There’s an academic pathologist at Kansas City University of Medicine and Biosciences, Ed Friedlander, MD, who blogs about some alternative medicine topics at pathguy.com. He’s a bit inflammatory, but it comes from a real feeling of indignation that people have been manipulated and misled. I agree with what he says here about the liver cleanse:
“interesting things will appear in the toilet bowl soon after. But I’m afraid that they’re not your gallstones. Here’s why:
- Real gallstones are faceted polyhedra, like the ones in the picture on the links below, or else shaped like mulberries. What you’ll get from the recipe are spheres. One of my correspondents describes a friend who saved the spheres and displayed them to his friends.
- Real gallstones hurt bad when they pass through the cystic and common bile ducts.
- Real gallstones sink in water. (As an autopsy pathologist, I’m very familiar with this.) The “gallstones” you’ll produce from this recipe will float, as the “alternative thinkers” themselves point out. (They claim that real gallstones float, too. Liars.)”
And he goes on to say:
“Hulda Regehr Clark, the author of “The Cure for all Cancers” and “The Cure For HIV/AIDS” promotes this. Since she claims to have both a doctorate in naturopathy and a Ph.D. in something (the latter implying having done substantial original lab research), one would think she would have made an experiment with a real gallstone and discovered that it sinks. There’s a nice photo, which she stole from my friend, pathologist Ed Klatt MD. She calls them “such small stones” though they’re obviously 7-10 mm across. She thinks the stones she displayed formed in the liver and “rolled” into the gallbladder, which is silly. You see many more stones in the gallbladder because that’s where bile is concentrated and stored; if they all “rolled” there from the liver, we’d see much more biliary colic. She says gallstones “can be of any color”, which is a hoot. She also claims that the major cause of gallstones is wearing shoes.
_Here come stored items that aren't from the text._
PR #1547, opened 2026-07-10
feat(PieChart): add rotation via drag

adrcotfas:
The commit message is self explanatory. Here's a demo:

[Screen_recording_20260710_141829.webm](https://github.com/user-attachments/assets/bc5d9ad9-73db-49d8-890a-c50bb51be165)

---
<a href="https://app.blacksmith.sh/patrykandpatrick/codesmith/vico/pr/1547"><picture><source media="(prefers-color-scheme: dark)" srcset="https://pr-comments-assets.blacksmith.sh/codesmith/view-with-codesmith-dark-v2.svg"><source media="(prefers-color-scheme: light)" srcset="https://pr-comments-assets.blacksmith.sh/codesmith/view-with-codesmith-light-v2.svg">View with Codesmith</picture></a> <a href="https://backend.blacksmith.sh/track/enable-autofix?expires=1786274422&installation_id=136960981&pr_number=1547&repository=patrykandpatrick%2Fvico&return_to=https%3A%2F%2Fgithub.com%2Fpatrykandpatrick%2Fvico%2Fpull%2F1547&signature=9f21486d99de5dc240692780c18ddb9ae4bc3b12aaedf9cfc7545b2ba8e57786"><picture><source media="(prefers-color-scheme: dark)" srcset="https://pr-comments-assets.blacksmith.sh/codesmith/autofix-with-codesmith-dark.svg"><source media="(prefers-color-scheme: light)" srcset="https://pr-comments-assets.blacksmith.sh/codesmith/autofix-with-codesmith-light.svg">Autofix with Codesmith</picture></a>

### DIFF
--- a/sample/shared/src/commonMain/kotlin/com/patrykandpatrick/vico/sample/charts/BasicPieChart.kt
+++ b/sample/shared/src/commonMain/kotlin/com/patrykandpatrick/vico/sample/charts/BasicPieChart.kt
@@ -31,13 +31,16 @@ import com.patrykandpatrick.vico.compose.pie.PieChartHost
 import com.patrykandpatrick.vico.compose.pie.data.PieChartModelProducer
 import com.patrykandpatrick.vico.compose.pie.data.PieValueFormatter
 import com.patrykandpatrick.vico.compose.pie.data.pieModel
+import com.patrykandpatrick.vico.compose.pie.pieRotation
 import com.patrykandpatrick.vico.compose.pie.rememberPieChart
+import com.patrykandpatrick.vico.compose.pie.rememberPieRotationState
 
 @Composable
 private fun ComposeBasicPieChart(
   modelProducer: PieChartModelProducer,
   modifier: Modifier = Modifier,
 ) {
+  val rotation = rememberPieRotationState()
   PieChartHost(
     chart =
       rememberPieChart(
@@ -53,10 +56,11 @@ private fun ComposeBasicPieChart(
               )
             }
           ),
+        startAngle = -90f + rotation.angle,
         valueFormatter = PieValueFormatter { _, value, _ -> "${value.toInt()}%" },
       ),
     modelProducer = modelProducer,
-    modifier = modifier,
+    modifier = modifier.pieRotation(rotation),
   )
 }
 
--- a/vico/compose/src/androidHostTest/kotlin/com/patrykandpatrick/vico/compose/pie/PieRotationStateTest.kt
+++ b/vico/compose/src/androidHostTest/kotlin/com/patrykandpatrick/vico/compose/pie/PieRotationStateTest.kt
@@ -1,0 +1,61 @@
+/*
+ * Copyright 2026 by Patryk Goworowski and Patrick Michalik.
+ *
+ * Licensed under the Apache License, Version 2.0 (the "License");
+ * you may not use this file except in compliance with the License.
+ * You may obtain a copy of the License at
+ *
+ *     http://www.apache.org/licenses/LICENSE-2.0
+ *
+ * Unless required by applicable law or agreed to in writing, software
+ * distributed under the License is distributed on an "AS IS" BASIS,
+ * WITHOUT WARRANTIES OR CONDITIONS OF ANY KIND, either express or implied.
+ * See the License for the specific language governing permissions and
+ * limitations under the License.
+ */
+
+package com.patrykandpatrick.vico.compose.pie
+
+import androidx.compose.runtime.saveable.SaverScope
+import androidx.compose.ui.geometry.Offset
+import kotlin.test.Test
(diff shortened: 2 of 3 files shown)


adrcotfas:
@claude @patrickmichalik That's too bad. Your other charts provide a scroll option. Why wouldn't the PieChart have something equivalent built-in? If I redo with a `PieChartHost` version, would that be accepted?

adrcotfas:
@claude Thanks for the detailed feedback. Here is a sketch of the state API, following the `VicoScrollState` / `CartesianChartHost` pattern you mentioned.
``` kotlin
public class VicoPieRotationState internal constructor(angle: Float) {
  private val animatable = Animatable(angle)
  internal var rotationEnabled by mutableStateOf(true) // synced via SideEffect, like scrollEnabled
  public val angle: Float get() = animatable.value
  public suspend fun rotate(angle: Float)
  public suspend fun animateRotate(angle: Float, animationSpec: AnimationSpec<Float> = spring())
  public suspend fun stop() // cancels an in-progress drag/fling
}

@Composable
public fun rememberVicoPieRotationState(
  rotationEnabled: Boolean = false,
  initialRotation: Float = -90f,
): VicoPieRotationState

@Composable
public fun PieChartHost(
  chart: PieChart,
  modelProducer: PieChartModelProducer,
  modifier: Modifier = Modifier,
  rotationState: VicoPieRotationState = rememberVicoPieRotationState(initialRotation = chart.startAngle),
  // ...other params unchanged
)
```

Main points:

1. One source of truth. `PieChartHost` reads `rotationState.angle` each frame and passes it to `chart.draw()` directly, not through `PieChart.copy()`, so rotating does not recreate the chart config every frame. `PieChart.startAngle` becomes deprecated for host usage, but stays valid for direct `draw()/renderToImageBitmap` calls without a host. `rotationState`'s default `initialRotation` comes from `chart.startAngle`, so nothing changes for callers who touch neither.
2. Disabled by default, as you suggested. A caller who wants a fixed custom orientation with no interaction just sets `initialRotation`, and leaves `otationEnabled = false`.
3. Gesture arbitration. `Modifier.scrollable` does not fit here, since a rotation drag's useful part is tangential to the touch point, not a fixed-axis value. Plan is to use `Modifier.draggable2D` instead, which uses the same dispatch pipeline as scrollable and gets normal `NestedScrollConnection` arbitration for free. The delta gets split into a tangential part (drives rotation) and a radial part (left for the parent), instead of consuming every event like the old PR did. That should fix the "steals gesture from parent scroll" issue.
4. Bounded growth. Normalize angle % 360 only when the animation is at rest, never mid gesture, so it can spin freely without the float growing forever.
5. Cancellation. A public `stop()` wraps `Animatable.stop()` for programmatic cancel. Gesture level cancellation (second pointer, parent nested scroll taking over) comes for free from `draggable2D`.

If this direction looks right to you, I would like to implement it and open a new PR.

adrcotfas:
@claude Thanks for the correction on `draggable2D` and `scrollable2D`. I checked how `scrollable` itself works with parents, and I think the per-pixel split from my sketch was anyway a wrong model.

**Why the split does not work.** Pointer consumption in Compose is all or nothing per event (`PointerInputChange.consume()`, partial consumption was removed). Even `scrollable` does not split events. After it wins touch slop, it consumes everything, and talks to parents only through nested scroll (pre-scroll, leftover delta at bounds, fling leftover). Rotation has no bounds, so there is never leftover delta to pass. Also rotate plus scroll from one finger at the same time would feel broken.

**Proposal: decide once, at touch slop.** Custom `pointerInput` in `PieChartHost`, similar to how orientation locking decides between horizontal and vertical scrollables:

1. `awaitFirstDown` without consuming. Stop a running fling here, so a new gesture takes over.
2. `awaitTouchSlopOrCancellation`. At slop, split the drag vector relative to the pie center into tangential and radial parts. Down position must be inside the pie.
3. Tangential part wins: take the gesture, consume all next events, rotate until pointer up. Radial part wins: consume nothing, parent scroll takes it as usual.
4. During drag, rotation delta is the real angle change of the pointer around the center (atan2), not a projection, so it stays correct near the center. Applied with `Animatable.snapTo`.
5. On release, angular velocity from `VelocityTracker` (tangential velocity divided by radius), then `Animatable.animateDecay` with `exponentialDecay`. After decay settles, normalize the angle mod 360.
6. If slop or drag gets cancelled, no fling.

**Nested scroll.** I think the first version does not need `NestedScrollDispatcher` at all. Rotation never has unconsumed delta, and radial gestures reach the parent already at the pointer level (step 3). A dispatcher would only help parents that want to observe rotation deltas, which does not seem useful. It can be added later, all of this is internal.

Rest stays as sketched, without `rotate()`, `animateRotate()` and `stop()`, per your earlier comment. Does this sound right?

PR #1548, opened 2026-07-10
fix(PieChart): give slice spacing a constant width

adrcotfas:
image

fix(PieChart): give slice spacing a constant width

Slice spacing now always produces a constant-width gap, matching the
intended behavior for both pies and donuts, instead of the gap widening
toward the outer edge:

- Donuts trim each slice edge by asin((spacing / 2) / radius) at the outer
  and inner radius, so the gap width no longer narrows toward the hole.
- Holeless pies keep a constant-angle trim, but the closing point is now
  offset along the slice's bisector (`centerOffset`) rather than left at
  the true center, so the gap doesn't collapse to a point.

`createSlicePath`'s `centerOffset` now only moves that closing point,
not the whole `circleBounds`/arc. Translating the full bounds could push
narrow slices outside the circle, causing them to visibly wander.

Adds a `BasicDonutChart` sample.


adrcotfas:
@claude done

Gowsky:
Hello, @adrcotfas. Thank you for your contribution. Please ensure the code is formatted with ktfmt using `google-style`, as per the [contribution guidelines](https://guide.vico.patrykandpatrick.com/contributing#pull-requests).

adrcotfas:
Hey @Gowsky, it's done. Can you please check https://github.com/patrykandpatrick/vico/pull/1557 too?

“My notes on the gallstone flush have generated considerable “controversy”. I look forward to a real surgeon taking these people on a visit to the surgical ward to see whether it’s really true that 99% of people who pass a gallstone have no pain, or whether most gallstones sink or float in water. (The impurities make them heavy. They sink. If you have any doubts about who is massively ignorant, go ask any general surgeon or pathologist.) There are also photos, some of which appear to be real smooth faceted gallstones, and others showing shaggy surfaces that are obviously not gallstones. Instead of continuing to sling mud at me, these people should take somebody with ultrasonographically-proven gallstones, administer the “flush”, and repeat the ultrasonogram. If there are now no gallstones, publish the finding in a non-refereed junk journal. The fact that nobody’s done this invites the obvious conclusion. If you are presented with the physical results of a “gallstone flush”, cut it in half. Real gallstones have concentric layers of colors often varying from pale yellow through black, sometimes with a center of radiating crystals.”
“Follow-up: August 2007. My cyberfriend Marlene Curyer, who tells me she’s not at all hostile to alternative health claims, decided to try the gallstone flush, complete with Chinese herbs. She also decided to take my challenge and get an ultrasound before and after a gallstone flush. “To say I was disappointed is vastly understating the case. There appeared to be more stones (my surgeon concurred). On top of that, I immediately felt worse… I have had pain and nausea on a daily basis since the last flush. Previously, these episodes had been uncomfortable but infrequent.” Of course, to date no one has written me about a gallstone flush shown to have worked by real imaging. The mud-slinging on the message boards has also stopped.”